PR #1987, opened 2024-07-08
Batching: add batching params to FunctionGetInputsRequest

cathyzbn:
## Describe your changes

Add parameters to FunctionGetInputsRequest for batching

---

### DIFF
--- a/modal/_container_io_manager.py
+++ b/modal/_container_io_manager.py
@@ -350,8 +350,11 @@ class _ContainerIOManager:
         iteration = 0
         while not eof_received and self._fetching_inputs:
             request.average_call_time = self.get_average_call_time()
-            request.max_values = self.get_max_inputs_to_fetch()  # Deprecated; remove.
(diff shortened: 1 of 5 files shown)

◆ PROBLEM DETAILS
Could you copy every record above exactly as it stands?

◆ OUTPUT BELOW
PR #1987, opened 2024-07-08
Batching: add batching params to FunctionGetInputsRequest

cathyzbn:
## Describe your changes

Add parameters to FunctionGetInputsRequest for batching

---

### DIFF
--- a/modal/_container_io_manager.py
+++ b/modal/_container_io_manager.py
@@ -350,8 +350,11 @@ class _ContainerIOManager:
         iteration = 0
         while not eof_received and self._fetching_inputs:
             request.average_call_time = self.get_average_call_time()
-            request.max_values = self.get_max_inputs_to_fetch()  # Deprecated; remove.
(diff shortened: 1 of 5 files shown)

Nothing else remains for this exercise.